Мне сделалось тоскливо в тот день, хотя на неделе были хорошие новости. Во-первых, мне решили дать комнату в доме, что заселялся к зиме. Другая новость совсем нежданная – одного машиниста электровоза и меня посылали с делегацией сибирских железнодорожников за границу. Предупредили, чтоб не брал отпуск, чтоб сшил модный костюм и купил белые рубашки, будто у меня ничего такого не было.
В клубе тем воскресным вечером крутили радиолу, однако танцевал я уже не помню когда, неудобно как-то перед зелеными ребятами. На дворе было зябко, неприютно – из леса, Китатским распадком, шибко дуло, по земле мело сор, жухлый тополевый лист, доносило ветром далекий собачий брех. Шел я без цели поселком, все вокруг было каким-то неласковым, и ноги у меня заколели. На другом конце сумеречной улицы хриплый и слезный мужской голос тянул старинную кержацкую частушку, завезенную сюда, должно быть, в незапамятные времена из Полесья, откуда происходят наши коренные.
На горе стоит осина,
Под горой сякут Максима.
Ой, Максим, Максим, Максим,
Засякут табя совсим!
Уже почти в темноте, перекликаясь и смеясь, прошла толпа Ластушкиных, и всю улицу заполнил запах распаренных березовых веников. Видать, «совсем» свои правила наши старообрядцы порушили, раньше они банились только по субботам. Ластушкины углядели меня и заприглашали пить чай с медом, но я поблагодарил и отказался.

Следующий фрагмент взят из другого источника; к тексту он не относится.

PR #1087, opened 2025-03-13
API for announcement detail screen

andreasphil:
RISDEV-7049

### DIFF
--- a/backend/src/test/java/de/bund/digitalservice/ris/norms/adapter/input/restapi/mapper/VerkuendungResponseMapperTest.java
+++ b/backend/src/test/java/de/bund/digitalservice/ris/norms/adapter/input/restapi/mapper/VerkuendungResponseMapperTest.java
@@ -3,9 +3,11 @@ package de.bund.digitalservice.ris.norms.adapter.input.restapi.mapper;
 import static org.assertj.core.api.Assertions.assertThat;
 
 import de.bund.digitalservice.ris.norms.adapter.input.restapi.schema.VerkuendungResponseSchema;
+import de.bund.digitalservice.ris.norms.domain.entity.Announcement;
 import de.bund.digitalservice.ris.norms.domain.entity.Norm;
 import de.bund.digitalservice.ris.norms.domain.entity.Regelungstext;
 import de.bund.digitalservice.ris.norms.utils.XmlMapper;
+import java.time.Instant;
 import java.util.Set;
 import org.junit.jupiter.api.Test;
 
@@ -86,8 +88,17 @@ class VerkuendungResponseMapperTest {
       )
       .build();
 
+    var announcement = Announcement
+      .builder()
+      .eli(norm.getExpressionEli())
+      .importTimestamp(Instant.parse("2025-03-13T16:00:00Z"))
+      .build();
+
     // When
-    final VerkuendungResponseSchema result = VerkuendungResponseMapper.fromUseCaseData(norm);
+    final VerkuendungResponseSchema result = VerkuendungResponseMapper.fromAnnouncedNorm(
+      announcement,
+      norm
+    );
 
     // Then
     assertThat(result.getEli())
@@ -98,6 +109,7 @@ class VerkuendungResponseMapperTest {
     assertThat(result.getFrbrNumber()).isEqualTo("s593");
     assertThat(result.getFrbrDateVerkuendung()).isEqualTo("1964-08-05");
     assertThat(result.getFna()).isEqualTo("754-28-1");
+    assertThat(result.getImportedAt()).isEqualTo(announcement.getImportTimestamp());
   }
 
   @Test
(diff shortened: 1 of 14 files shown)


backend/src/test/java/de/bund/digitalservice/ris/norms/integration/adapter/input/restapi/AnnouncementControllerIntegrationTest.java
```diff
@@ -119,7 +119,8 @@ void itCreatesANewAnnouncement() throws Exception {
         .andExpect(status().isOk())
         .andExpect(
           jsonPath("eli", equalTo("eli/bund/bgbl-1/2017/s419/2017-03-15/1/deu/regelungstext-1"))
-        );
+        )
+        .andExpect(jsonPath("importedAt").exists());
```
andreasphil, line 123: To whoever reviews this: I am not sure if this is sufficient for testing, don't we also want to check that it's close to the current date? (Close because the date is set by the DB and we can't know the exact result down to the second). So currently the functionality is tested like this:

- This test checks that the date is returned at all
- The test below (`itStoresTheImportTimestamp`) checks that the timestamp is created correctly, although @VictorDelCampo wasn't happy with this test in an earlier review :D

backend/src/test/java/de/bund/digitalservice/ris/norms/adapter/input/restapi/mapper/VerkuendungResponseMapperTest.java
```diff
@@ -0,0 +1,195 @@
...
+                             <akn:docTitle eId="einleitung-1_doktitel-1_text-1_doctitel-1" GUID="e08874b2-05a8-4d6e-9d78-7be24380c54b">Gesetz zum ersten Teil der Reform des Nachrichtendienstrechts</akn:docTitle>
+                          </akn:p>
+                       </akn:longTitle>
+                       <akn:block eId="einleitung-1_block-1" GUID="a0973d49-d628-42f7-a1da-b004bc980a44" name="attributsemantik-noch-undefiniert">
+                          <akn:date eId="einleitung-1_block-1_datum-1" GUID="f20d437a-3058-4747-8b8b-9b1e06c17273" refersTo="ausfertigung-datum" date="2023-12-29">Vom
+                             29.12.2023</akn:date>
+                       </akn:block>
+                    </akn:preface>
+                 </akn:act>
+              </akn:akomaNtoso>
```
malte-laukoetter, line 166: same here

backend/src/test/java/de/bund/digitalservice/ris/norms/adapter/input/restapi/mapper/VerkuendungResponseMapperTest.java
```diff
@@ -0,0 +1,195 @@
...
+                           <akn:shortTitle eId="einleitung-1_doktitel-1_text-1_kurztitel-1" GUID="fdb8ed28-2e1f-4d81-b780-846fd9ecb716">( <akn:inline
+                                 eId="einleitung-1_doktitel-1_text-1_kurztitel-1_inline-1" GUID="bdff7240-266e-4ff3-b311-60342bd1afa2" refersTo="amtliche-abkuerzung" name="attributsemantik-noch-undefiniert">Vereinsgesetz</akn:inline>)</akn:shortTitle>
+                        </akn:p>
+                     </akn:longTitle>
+                     <akn:block eId="einleitung-1_block-1" GUID="010d9df0-817a-49b6-a121-d0a1d412a3e3" name="attributsemantik-noch-undefiniert">
+                        <akn:date eId="einleitung-1_block-1_datum-1" GUID="28fafbe4-403d-4436-8d0d-7241cbbdade0" refersTo="ausfertigung-datum" date="1964-08-05">Vom 5. August 1964 </akn:date>
+                     </akn:block>
+                  </akn:preface>
+                 </akn:act>
+              </akn:akomaNtoso>
```
malte-laukoetter, line 83: Could you move this to a fixture file? That makes updating it for changes in future ldml_de versions a lot simpler

VictorDelCampo: @malte-laukoetter could you explain why would it be simpler? It would be anyway a find+replace for both scenarios right? Whether it is a fixture file (XML format) or just simple template string within a test

malte-laukoetter: for the update from 1.6 to 1.7 we used a xslt file to do the transformation of the more complex changes that could not be achieved using a simple search-and-replace. And for doing that we need a xml file as an input.
For the eId changes for the 1.8 update I also imagine that we will need a similar solution.

PR #1119, opened 2025-03-20
Risdev 7204 create concept adr on how test data is organized used

malte-laukoetter:


doc/adr/0017-norm-test-files.md
```diff
@@ -0,0 +1,57 @@
...
+1. Xml-Strings may only be used for short snippets. Whole norms should always be loaded from a xml-file.
+2. We organize the xml files in two categories of test-norms:
+   1. General test norms
+      1. can be used by any test, and should thus be "just" some norms that could happen to be in our system during normal use
+      2. are stored in a folder structure according to their manifestation elis
+      3. are schema valid
+      4. should be documented in a README.md file explaining what norm it is (e.g. "Änderungsgesetz for the Vereinsgesetz")
+   2. Test specific test norms
+      1. may only be used in tests for one class
+      2. stored in the `test-specific` subfolder
```
VictorDelCampo: You mean in the corresponding test package? Like for example adapter/input/restapi/controller package for all unit controller tests?

doc/adr/0017-norm-test-files.md
```diff
@@ -0,0 +1,57 @@
...
+      3. do not need to be schema valid
+      4. are given a name that explains what they are used for
```
VictorDelCampo: Why these get a "custom" name and do not use the eli? I thought the reason for giving them the eli as file name (or structure) was specifically for having the eli in the method for loading the file and see what the eli is so that it can be used in the test more easily?

doc/adr/0017-norm-test-files.md
```diff
@@ -0,0 +1,57 @@
...
+
+## Consequences
+
+- Any of the general test norms can be used when needing "just a norm"
+- If a specific kind of norm (e.g. a Änderungsgesetz) is needed the README.md shows if such a norm exists as a general test norm
+- If none of the general test norms are useful for the specific test a new test specific norm should to be created
+- All the different files related to one norm are in the same folder
+  - we can add a method to the Fixtures class to create a norm based on all files in a folder
```
VictorDelCampo: A "we can add" does not feel as a consequence, rather than just a possibility. But if we wanna load a complete norm and we have the structure with the eli and the folder containing all XMLs, then we MUST add such a method

doc/adr/0017-norm-test-files.md
```diff
@@ -0,0 +1,57 @@
...
+- The eli of a general test norm is always clearly visible as it is used within `Fixtures::loadNormFromDisk`
+- All general test norms have unique elis
+- All general test norms are schema valid
+- For updating the LegalDocMl.de version all norms are available as xml files
+
+## Open Questions
+
+* Should we place the norm fixtures in a more top-level folder within the resource folder?
```
VictorDelCampo: If we wanna have this general norms that could also be used uploading manually or automatically (e2e) tests then i would move this norms to the LegalDocML.de folder

doc/adr/0017-norm-test-files.md
```diff
@@ -0,0 +1,57 @@
...
+
+Additionally, some tests files only include very minimal data that makes them schema-invalid, which creates challenges with using them in certain scenarios.
+
+**We can not use real norms imported from the migration but need to use our own test norms**
+
+## Decision
+
+1. Xml-Strings may only be used for short snippets. Whole norms should always be loaded from a xml-file.
+2. We organize the xml files in two categories of test-norms:
+   1. General test norms
```
andreasphil, line 30: Can we have an agreement that these norms usually shouldn't be touched? I would like to avoid the situation that we keep adding edge cases for specific tests to them. Doesn't mean they're never allowed to change but there should be communication about when and how that happens, just like we do for our samples.

doc/adr/0017-norm-test-files.md
```diff
@@ -0,0 +1,57 @@
...
+  - we can add a method to the Fixtures class to create a norm based on all files in a folder
+- The eli of a general test norm is always clearly visible as it is used within `Fixtures::loadNormFromDisk`
+- All general test norms have unique elis
+- All general test norms are schema valid
+- For updating the LegalDocMl.de version all norms are available as xml files
+
+## Open Questions
+
+* Should we place the norm fixtures in a more top-level folder within the resource folder?
+* Or even keep them in the `/LegalDocML.de` folder?
```
andreasphil: 👍 for keeping it in the LDML.de folder

doc/adr/0017-norm-test-files.md
```diff
@@ -0,0 +1,57 @@
...
+* Better idea on how to organize the test specific norms?
```
andreasphil: I would like to have the test specific norms in folders with the same name as the test class (to keep it simple: just the test class, not nested classes). This makes it easy to see which norms are related to which test class, and obvious when a test class is wrongly using a fixture that belongs to a different test.

doc/adr/0017-norm-test-files.md
```diff
@@ -0,0 +1,57 @@
...
+2. We organize the xml files in two categories of test-norms:
+   1. General test norms
+      1. can be used by any test, and should thus be "just" some norms that could happen to be in our system during normal use
+      2. are stored in a folder structure according to their manifestation elis
+      3. are schema valid
+      4. should be documented in a README.md file explaining what norm it is (e.g. "Änderungsgesetz for the Vereinsgesetz")
+   2. Test specific test norms
+      1. may only be used in tests for one class
+      2. stored in the `test-specific` subfolder
+      3. do not need to be schema valid
```
andreasphil: What do you mean by "do not need to be schema valid"? That there is generally no requirement at all for any of these to be valid? Or that they should generally be valid, but some can intentionally be invalid to test those cases?

Maybe it would be helpful if all our test data was always valid, except the ones that are intentionally invalid. Wouldn't that increase confidence in the correctness of our implementation? But not sure if it is worth the effort ...

doc/adr/0017-norm-test-files.md
malte-laukoetter: for the test specific files i don't think it is helpful to store them based on the eli as that creates very deeply nested folder structures. And I also see usecases where we explicitly need two norms with the same eli for e.g. checking that fixing eids works

doc/adr/0017-norm-test-files.md
malte-laukoetter: i think we should add such a method at some point in time, but i didn't want to force us to do that now. The consequence is just that we are now able to do so, which we where not before.

doc/adr/0017-norm-test-files.md
malte-laukoetter: moved the general once to that folder

doc/adr/0017-norm-test-files.md
malte-laukoetter: i added a sentence about that, specifying that they 
> should not be changed for adding edge-cases. But can be extended if some data is fitting for the norm and "just" missing (e.g. a new metadata field is added).

doc/adr/0017-norm-test-files.md
malte-laukoetter: after trying it out i agree and changed the adr acordingly

doc/adr/0017-norm-test-files.md
malte-laukoetter: i tried to specify it more clearly, can you check it again? :)

doc/adr/0017-norm-test-files.md
VictorDelCampo: You are totally right!

PR #1124, opened 2025-03-21
E-Verkündung API iteration

andreasphil:
RISDEV-7111

### DIFF
--- a/doc/backend/norms-everkuendung-api-v1.yaml
+++ b/doc/backend/norms-everkuendung-api-v1.yaml
@@ -11,7 +11,7 @@ info:
 
     Für die Nutzung aller Endpunkte muss ein gültiger Access Token als `Authorization: Bearer <token>` übermittelt werden. Der Token kann über einen [OAuth2 Client Credentials Grant](https://datatracker.ietf.org/doc/html/rfc6749#section-4.4) abgerufen werden. Die notwendigen Informationen werden vom DigitalService bereitgestellt.
 servers:
-  - url: /api/v1
+  - url: /api/v1/external
     description: Backend
 
 security:
--- a/doc/backend/norms-everkuendung-api-v1.yaml
+++ b/doc/backend/norms-everkuendung-api-v1.yaml
@@ -54,7 +54,7 @@ paths:
                 signature:
                   type: string
                   format: binary
-                  description: "Digitale Signatur für das Archiv. Hinweis: Bis Art und Format der Signatur definiert sind (siehe offene Fragen) ist die Übersendung der Signatur möglich, die Korrektheit wird aber nicht überprüft."
+                  description: "Digitale Signatur für das Archiv. Hinweis: Bis Art und Format der Signatur definiert sind ist die Übersendung der Signatur möglich, die Korrektheit wird aber nicht überprüft."
       responses:
         "202":
           description: Die Verkündung wurde erfolgreich an NeuRIS übermittelt. Sie wird jetzt im Hintergrund verarbeitet. Die Antwort enthält eine Prozess-ID, mit deren Hilfe der Status am Endpunkt `/verkuendungen/status/{processId}` abgefragt werden kann.
@@ -70,12 +70,6 @@ paths:
                 $ref: "#/components/schemas/ProblemDetail"
         "403":
           description: Die Anfrage hat eine gültige Authentifizierung, jedoch fehlt die erforderliche Berechtigung.
-          content:
-            application/problem+json:
-              schema:
-                $ref: "#/components/schemas/ProblemDetail"
-        "409":
-          description: Duplikat erkannt. Eine Verkündung mit dieser ELI wurde bereits übermittelt.
           content:
             application/problem+json:
               schema:
@@ -120,6 +114,7 @@ paths:
 
         - Das ZIP-Archiv ist ungültig
         - Die Signatur des Archivs fehlt oder ist ungültig
+        - Duplikat erkannt: Eine Verkündung mit dieser ELI existiert bereits
         - Die XML-Dokumente weisen entweder XSD- oder Schematron-Fehler auf. Schematron-Warnungen führen nicht zu einem Fehler.
         - Die XML-Dokumente liegen in einer nicht unterstützten Version von LegalDocML.de vor
       parameters:
--- a/doc/backend/norms-everkuendung-api-v1.yaml
+++ b/doc/backend/norms-everkuendung-api-v1.yaml
@@ -33,7 +33,6 @@ paths:
 
         ## Offene Fragen
 
-        - Die erlaubten Dateiformate (MIME-Types) für nicht-strukturierte Anlagen sind noch nicht abschließend geklärt.
         - Das Verfahren zum manuellen Übertragen der Daten, wenn die Verkündung wiederholt nicht angenommen wurde, muss noch definiert werden.
         - Signierung:
           - Art und Format der Signatur müssen noch definiert werden.
@@ -49,7 +48,7 @@ paths:
           | Rechtsetzungsdokument                                   | XML                | `rechtsetzungsdokument.xml`             |                  |
           | Regelungstext(e)                                        | XML                | `regelungstext-{n}.xml`                 |                  |
           | Strukturierte Anlage(n)                                 | XML                | `offenestruktur-{n}.xml`                | soweit vorhanden |
-          | Nicht-strukturierte Anlage(n), z.B. eingebundene Bilder | PDF, JPG, PNG, ... | entsprechend Referenzierung im Dokument | soweit vorhanden |
+          | Nicht-strukturierte Anlage(n), z.B. eingebundene Bilder | PDF, JPG, PNG, GIF | entsprechend Referenzierung im Dokument | soweit vorhanden |
           | konsolidierte Fassung(en) aus der E-Gesetzgebung        | PDF                | `konsolidierte-fassungen/{name}.pdf`    |                  |
         content:
           multipart/form-data:
--- a/doc/backend/norms-everkuendung-api-v1.yaml
+++ b/doc/backend/norms-everkuendung-api-v1.yaml
@@ -276,7 +276,3 @@ components:
         detail:
           type: string
           description: Menschenlesbare Details zur Ursache des Problems. Diese Information ist zum Debugging gedacht und sollte nicht in einer Benutzeroberfläche verwendet werden.
-        extensions:
-          type: object
-          additionalProperties: true
-          description: Weitere Informationen, die die Ursache des Fehlers präzisieren. Ob und in welcher Form dieses Feld vorliegt, unterscheidet sich je nach Art des Fehlers.
--- a/doc/backend/norms-everkuendung-api-v1.yaml
+++ b/doc/backend/norms-everkuendung-api-v1.yaml
@@ -30,13 +30,6 @@ paths:
         Wurde das Normendokumentationspaket vollständig übertragen, wird die Übermittelung mit dem Status-Code `202 ACCEPTED` bestätigt. Die weitere Verarbeitung (z.B. Kontrolle der Signatur, Schema-Validierung) findet in einem Hintergrundprozess statt. Fortschritt und Erfolg bzw. Fehler dieses Prozesses kann über den Endpunkt `/verkuendungen/status/{processId}` abgefragt werden.
 
         Wenn das Normendokumentationspaket nicht übertragen werden konnte, wird die Anfrage mit einem Fehler beendet. Falls der Fehler aufseiten von NeuRIS liegt, sollte die Übertragung nach einem gewissen Zeitraum erneut versucht werden. Dieser Zeitraum kann dem [`Retry-After`-Header](https://developer.mozilla.org/en-US/docs/Web/HTTP/Headers/Retry-After) der Antwort entnommen werden. Wurde die Verkündung nach 5 Versuchen nicht angenommen, muss ein manueller Austausch mit der Normendokumentation stattfinden.
-
-        ## Offene Fragen
-
-        - Signierung:
-          - Art und Format der Signatur müssen noch definiert werden.
-          - Es muss entschieden werden, ob nur das ZIP-Archiv und/oder die Dateien im Archiv signiert werden.
-          - Das Verfahren zum Austausch des öffentlichen Schlüssels für die Verifizierung der Signatur muss noch definiert werden.
       requestBody:
         required: true
         description: |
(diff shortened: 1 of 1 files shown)


doc/backend/norms-everkuendung-api-v1.yaml
```diff
@@ -27,19 +27,9 @@ paths:
 
         Es kann immer nur eine Anfrage gleichzeitig verarbeitet werden.
 
-        Das Archiv wird während der Anfrage innerhalb von 120 Sekunden validiert. Eine erfolgreiche Übermittlung wird mit dem Status-Code `201 CREATED` bestätigt.
+        Wurde das Normendokumentationspaket vollständig übertragen, wird die Übermittelung mit dem Status-Code `202 ACCEPTED` bestätigt. Die weitere Verarbeitung (z.B. Kontrolle der Signatur, Schema-Validierung) findet in einem Hintergrundprozess statt. Fortschritt und Erfolg bzw. Fehler dieses Prozesses kann über den Endpunkt `/verkuendungen/status/{processId}` abgefragt werden.
```
andreasphil, line 29: Are we going to make any statements or guarantees about how long this information will be available? E.g. would I be able to request the status of a process a week after the upload? Suggestion: obviously the information will be available for a reasonable amount of time (e.g. 1 day), but if and when we clean that up will just be internal to our system and we don't promise that we will keep it indefinitely.

doc/backend/norms-everkuendung-api-v1.yaml
```diff
@@ -27,19 +27,9 @@ paths:
 
         Es kann immer nur eine Anfrage gleichzeitig verarbeitet werden.
```
andreasphil, line 27: Are we going to keep the rate limiting even if we now only upload and save the file and do all the processing async in the background? Is rate limiting vs. not rate limiting making anything about this easier or harder for us?

doc/backend/norms-everkuendung-api-v1.yaml
```diff
@@ -123,6 +105,65 @@ paths:
...
+
+        - `accepted`: Die Verkündung wurde erfolgreich übermittelt, die Verarbeitung hat jedoch noch nicht begonnen.
+        - `processing`: Die Verkündung wird gerade verarbeitet.
+        - `success`: Die Verkündung wurde erfolgreich verarbeitet.
+        - `error`: Beim Verarbeiten der Verkündung ist ein Fehler aufgetreten. In diesem Fall enthält die Antwort weitere Informationen über die Art des Fehlers (siehe `VerkuendungStatusError`).
+
+        Fehler, die während der Verarbeitung auftreten können, sind beispielsweise:
+
+        - Das ZIP-Archiv ist ungültig
+        - Die Signatur des Archivs fehlt oder ist ungültig
```
andreasphil, line 115: Are we going to validate the signature sync during the upload or async? Not sure:

- Sync: because we should not accept potentially dangerous/manipulated data into our system in the first place
- Async: because we might need to still finish the upload and store the file in order to validate the signature? Not sure how that works in Spring

doc/backend/norms-everkuendung-api-v1.yaml
```diff
@@ -176,3 +219,48 @@ components:
...
+        - $ref: "#/components/schemas/VerkuendungStatusError"
+    VerkuendungStatusProcessingOrSuccess:
+      type: object
+      required:
+        - status
+      properties:
+        status:
+          type: string
+          enum: ["accepted", "processing", "success"]
+    VerkuendungStatusError:
```
andreasphil, line 246: This is basically a simplified `ProblemDetail`. Not reusing `ProblemDetail` because it includes properties that are useless or confusing in this context such as the HTTP status code. Ok?

andreasphil:
**Edit:** Solved, see e6765c7428c4aa258aa63c92a3aaf9fb1a936f78

---

I was also wondering about the `409` when posting an announcement:

```yaml
"409":
  description: Duplikat erkannt. Eine Verkündung mit dieser ELI wurde bereits übermittelt.
  content:
    application/problem+json:
      schema:
        $ref: "#/components/schemas/ProblemDetail"
```

How do we detect duplicates? Is it actually necessary to check the ELI? If yes, then this would need to be checked during the async processing and this status could be removed. But wouldn't it also be possible to verify based on the filename alone, because that is based on the BGBL Nr. which should also be unique. Not sure if we store that somewhere though ...

doc/backend/norms-everkuendung-api-v1.yaml
VictorDelCampo: I do think rate limiting is still meaningful, surely not in the way of "X requests per Y time" but rather like amount of not-yet-processed ZIPs?  And since the e-V will be the only external caller of the API we can easily have this "counting" by just checking how many request do we still have in process. But surely it is also depending on the implementation we do, like where to save the files (i read somewhere S3 buckets?) or if we are going to use a queue or something like that. Also it would be important to know how big the load will be coming from the e-V, how many ZIPs a day?

doc/backend/norms-everkuendung-api-v1.yaml
```diff
@@ -123,6 +105,65 @@ paths:
               schema:
                 $ref: "#/components/schemas/ProblemDetail"
 
+  /verkuendungen/status/{processId}:
```
VictorDelCampo, line 101: Do we also need to think about rate-limiting for polling the status?

doc/backend/norms-everkuendung-api-v1.yaml
VictorDelCampo: That is a very valid question.... to which I wouldn't have a good enough answer to pour it into the current state of the API specification.... what comes to my mind is:

- Who needs what? Norms app should keep track (for longer time) or this info in case something like "but we sent it" happens? Maybe also statistics about it like average duration time for the processing?
- What is the legal side?

doc/backend/norms-everkuendung-api-v1.yaml
```diff
@@ -123,6 +105,65 @@ paths:
...
+            application/json:
+              schema:
+                $ref: "#/components/schemas/VerkuendungStatus"
+        "401":
+          description: Fehlende Berechtigung, z.B. kann die Authentifizierung der Anfrage fehlen oder ungültig sein.
+          content:
+            application/problem+json:
+              schema:
+                $ref: "#/components/schemas/ProblemDetail"
+        "403":
```
VictorDelCampo, line 139: I would separate 401 and 403, giving too much information? Also not sure if we are also going to be working with specific roles

doc/backend/norms-everkuendung-api-v1.yaml
```diff
@@ -66,20 +56,12 @@ paths:
                   format: binary
                   description: "Digitale Signatur für das Archiv. Hinweis: Bis Art und Format der Signatur definiert sind (siehe offene Fragen) ist die Übersendung der Signatur möglich, die Korrektheit wird aber nicht überprüft."
       responses:
```
VictorDelCampo, line 57: Missing here the default 500?

doc/backend/norms-everkuendung-api-v1.yaml
```diff
@@ -27,19 +27,9 @@ paths:
...
-        - Das Verfahren zum manuellen Übertragen der Daten, wenn die Verkündung wiederholt nicht angenommen wurde, muss noch definiert werden.
-        - Signierung:
-          - Art und Format der Signatur müssen noch definiert werden.
-          - Es muss entschieden werden, ob nur das ZIP-Archiv und/oder die Dateien im Archiv signiert werden.
-          - Das Verfahren zum Austausch des öffentlichen Schlüssels für die Verifizierung der Signatur muss noch definiert werden.
-        - Eventuell wird es in Zukunft notwendig sein, statt einer synchronen Anfrage eine asynchrone Anfrage zu verwenden, damit das Backend größere Datenmengen besser verarbeiten kann.
+        Wenn das Normendokumentationspaket nicht übertragen werden konnte, wird die Anfrage mit einem Fehler beendet. Falls der Fehler aufseiten von NeuRIS liegt, sollte die Übertragung nach einem gewissen Zeitraum erneut versucht werden. Dieser Zeitraum kann dem [`Retry-After`-Header](https://developer.mozilla.org/en-US/docs/Web/HTTP/Headers/Retry-After) der Antwort entnommen werden. Wurde die Verkündung nach 5 Versuchen nicht angenommen, muss ein manueller Austausch mit der Normendokumentation stattfinden.
```
VictorDelCampo, line 31: Above it is explicitly said the HTTP 202 but here no HTTP code? or possible codes?

doc/backend/norms-everkuendung-api-v1.yaml
```diff
@@ -27,19 +27,9 @@ paths:
...
 
-        Wenn die Validierung fehlschlägt oder nicht innerhalb dieser Zeit abgeschlossen werden kann, wird die Anfrage mit einem Fehler beendet. Falls der Fehler aufseiten von NeuRIS liegt, sollte die Übertragung nach einem gewissen Zeitraum erneut versucht werden. Dieser Zeitraum kann dem [`Retry-After`-Header](https://developer.mozilla.org/en-US/docs/Web/HTTP/Headers/Retry-After) der Antwort entnommen werden. Wurde die Verkündung nach 5 Versuchen nicht angenommen, muss ein manueller Austausch mit der Normendokumentation stattfinden.
-
-        ## Offene Fragen
-
-        - Die erlaubten Dateiformate (MIME-Types) für nicht-strukturierte Anlagen sind noch nicht abschließend geklärt.
-        - Das Verfahren zum manuellen Übertragen der Daten, wenn die Verkündung wiederholt nicht angenommen wurde, muss noch definiert werden.
-        - Signierung:
-          - Art und Format der Signatur müssen noch definiert werden.
```
VictorDelCampo, line 39: Are there still some open questions we want to keep as such in the next version of the API specification? like the topic of the signature or if ZIP and files inside should be signed? Though the latter would be a decision to be made by the e-V right?

doc/backend/norms-everkuendung-api-v1.yaml
```diff
@@ -123,6 +105,65 @@ paths:
               schema:
                 $ref: "#/components/schemas/ProblemDetail"
 
+  /verkuendungen/status/{processId}:
+    get:
+      summary: Auskunft über den Fortschritt der Verarbeitung einer übertragenen Verkündung.
```
VictorDelCampo, line 103: nit-picking as non-native German, maybe better "Verarbeitungsstatus" anstatt "Fortschritt der Verarbeitung"?

doc/backend/norms-everkuendung-api-v1.yaml
VictorDelCampo: This is a very good question... actually it would make sense to reject the call already if the signature is not correct? Before we even use up space (S3 bucket or wherever we decide) ? Also depends on how the signature will be sent, detached or embedded? Because if it is embedded we would need to extract the ZIP...

doc/backend/norms-everkuendung-api-v1.yaml
andreasphil: Ok, let's keep it at one for now then. If we do any rate limiting at all they will need to implement a mechanism for that anyway. If we relax the requirements later it's not going to change much.

Regarding the amount of data: there will be one ZIP per announcement. I would guess on most days that's a handful or a small 2-digit number at most.

doc/backend/norms-everkuendung-api-v1.yaml
andreasphil: In my opinion: no, just like we don't currently rate limit any other endpoint. And since this endpoint is specifically for one user (the E-V) and authenticated, I don't see the need.

doc/backend/norms-everkuendung-api-v1.yaml
andreasphil: I separated them based on [your feedback](https://github.com/digitalservicebund/ris-norms/pull/1039#discussion_r1971063321) in the first version 🫢

doc/backend/norms-everkuendung-api-v1.yaml
andreasphil: 500 is [there](https://github.com/digitalservicebund/ris-norms/blob/4a41529651ef14d1ac61368f897c3986a61b8d33/doc/backend/norms-everkuendung-api-v1.yaml#L98) 🤔

doc/backend/norms-everkuendung-api-v1.yaml
andreasphil: Yup, the success code is only mentioned because someone might otherwise expect a 200. But I don't find it necessary to also list all the other codes in the description when they're already in the spec and there's nothing unusual about them

doc/backend/norms-everkuendung-api-v1.yaml
andreasphil: I removed the part about the signature because that's tracked in a separate issue and will be done before the implementation. That should be enough for us not to forget it. The question about signing individual files inside the archive has already been made, only the archive will be signed, not individual files.

doc/backend/norms-everkuendung-api-v1.yaml
andreasphil: Both are fine I guess, I'll stick with the current phrasing because I prefer more smaller words 😄

doc/backend/norms-everkuendung-api-v1.yaml
andreasphil: Ok, let's clarify that some other time. For the purpose of the API specification let's just not mention or commit to anything. It's highly unlikely that the E-V will care at all beyond maybe a few hours until the background job finished. And if they do we can still figure something out then.

doc/backend/norms-everkuendung-api-v1.yaml
andreasphil: After some research I think it should work like this:

The signature will be verified _asynchronously_, i.e. as part of the background job. Why?

The assumption is that it will almost always be correct anyways, since you still need a valid session (and client secret to obtain the session) to upload the file in the first place. Doesn't mean we don't need to be check it to be sure, but I wouldn't optimize for the "invalid signature" case in terms of space used etc. unless we have a specific reason to.

It also keeps the upload endpoint simple because it's only job will be to receive a file, store it somewhere and trigger background processing. Makes it easier for us but also easier for the E-V because it limits error cases on the endpoint.

(The "because we should not accept potentially dangerous/manipulated data into our system in the first place" from above isn't an argument because we need to fully upload the file before verifying the signature, so it will be in the system anyway.)

Regarding your question: the signature will be uploaded as a separate file with the same request as the data, so we can verify it without extracting the files.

Меня что-то потянуло к Глухарю. Я зашел к нему – он обычно поздно ложится, и старик почуял, что я не в себе, с разговорами не лез, а предложил пойти подышать. На улице мы встретили Захара Ластушкина, того, что по весне собирался уезжать на восток, но все же остался – я его тогда уговорил.
Мы незаметно как-то завернули к вокзалу, зашли в ресторан. Разлили на троих, выпили по граненому и посидели. В угол я старался не смотреть, но почему-то все видел. Солдат и Клава поднимали красные рюмки и улыбались. Потом, от вина ли, от чего ли еще, Клава плохо стала держать себя. Она смеялась так громко, что люди оглядывались, тянулась к солдату и гладила ему рукав. Даже попросила на соседнем столике папироску и закашлялась от нее сильно, потряхивая короткой прической. Неужели она все это назло делала, потому что видела, как осуждающе на нее смотрят? Просто даже не знаю, что с ней творилось. Может, думала: «Вы считаете меня такой или вам хочется, чтоб я такая была? И вот я такая, пожалуйста! Вот вам еще. Осуждайте, но уж не зря. Чем хуже, тем лучше, пусть!» А может, Клава и не знала сама, что с ней происходит; когда тебе залезут лапами в душу, тут уж все путается.